Defenders of press freedom abroad were arrested and shut down for publishing the Mohammed cartoons printed in Denmark last Sept. 30, which the U.S. media won't touch.
Can't say I was surprised the vice president had been drinking or that he had to be issued a warning citation for breaking Texas hunting law by failing to obtain the $7 stamp necessary to shoot upland game birds.
The official Texas Parks and Wildlife Department report found “hunter's judgment factor” caused the accident when Cheney sprayed with shotgun pellets Austin attorney Harry Whittington, 78, who stepped from the hunting line to retrieve a downed bird.
Whittington didn't have a stamp, either, although he wore a bright orange safety vest.
Katharine Armstrong said Whittington was in tall grass and thick brush, making it difficult for Cheney to see him.
President Bush was informed before 8 p.m., about an hour after the accident happened.
But the White House didn't disclose it until the afternoon of the 12th - and then only in response to press questions.
By then the national me-me-media, accustomed to being hand-fed, had been scooped by the Corpus Christi Caller-Times Web site.

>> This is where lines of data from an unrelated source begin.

PR #3203, opened 2026-04-28
🤖 fix: preempt startup when editing last message

ammar-agent:
Summary
- Fix last-message edits that could hang while the previous turn was still in pre-stream startup.
- Keep the PR LoC-negative by deduplicating edit-message tests while adding the startup-edit regression coverage.

Background
Editing is implemented as truncate + replacement send. If the previous turn was still PREPARING, the edit path could wait for idle even though the startup was being superseded, leaving the edited message invisible.

Implementation
- Track the active prepared turn with an AbortController.
- When an edit preempts a PREPARING turn, abort that startup, mark the session idle, and proceed with truncation immediately.
- Guard the old startup cleanup by controller identity so it cannot mark the replacement edit turn idle when it unwinds later.
- Thread the abort signal into stream startup so stale pre-stream work exits before launching an obsolete stream.

Validation
- `bun test src/node/services/agentSession.editMessageId.test.ts`
- `bun test ./tests/ipc/streaming/queuedMessages.starting.test.ts ./tests/ipc/streaming/interrupt.test.ts`
- `make static-check`

Risks
- Touches turn-phase/pre-stream startup flow. Risk is mitigated by preserving the existing stream lifecycle behavior for non-edit sends and adding a targeted regression test for PREPARING edit preemption.

---

_Generated with `mux` • Model: `openai:gpt-5.5` • Thinking: `high` • Cost: `$34.11`_

### DIFF
--- a/src/node/services/agentSession.editMessageId.test.ts
+++ b/src/node/services/agentSession.editMessageId.test.ts
@@ -5,12 +5,19 @@ import type { InitStateManager } from "@/node/services/initStateManager";
 import type { BackgroundProcessManager } from "@/node/services/backgroundProcessManager";
 import type { Config } from "@/node/config";
 import { createMuxMessage } from "@/common/types/message";
-import type { MuxMessage } from "@/common/types/message";
 import type { SendMessageError } from "@/common/types/errors";
 import type { Result } from "@/common/types/result";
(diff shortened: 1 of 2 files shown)


ammar-agent:
@codex review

Feb. 14 Whittington returned to intensive care after suffering a mild heart attack when a shotgun pellet in his chest traveled to his heart. Cheney fired 7 1/2 shot just under a tenth of an inch in diameter from a 28-gauge shotgun.
Kenedy County sheriff's investigators didn't question anyone until at least 14 hours after the shooting. The Secret Service was traveling with Cheney, who accepted full responsibility Feb. 15 for “one of the worst days of my life.”
Bypassing the national media at the White House so the ranch owner could phone a friendly local reporter the next day “made good sense,” the vice president decided. “I thought that made good sense because you get as accurate a story as possible from somebody who knew and understood hunting. And I thought that was the right call. … I still do.”
A vice president shooting someone last happened in 1804 in a duel when Aaron Burr killed Alexander Hamilton.
President Bush on Feb. 16 said Cheney handled the matter “just fine.”
Bush was likely grateful Cheney had, in the words of The Associated Press, “distracted attention from Bush's agenda.”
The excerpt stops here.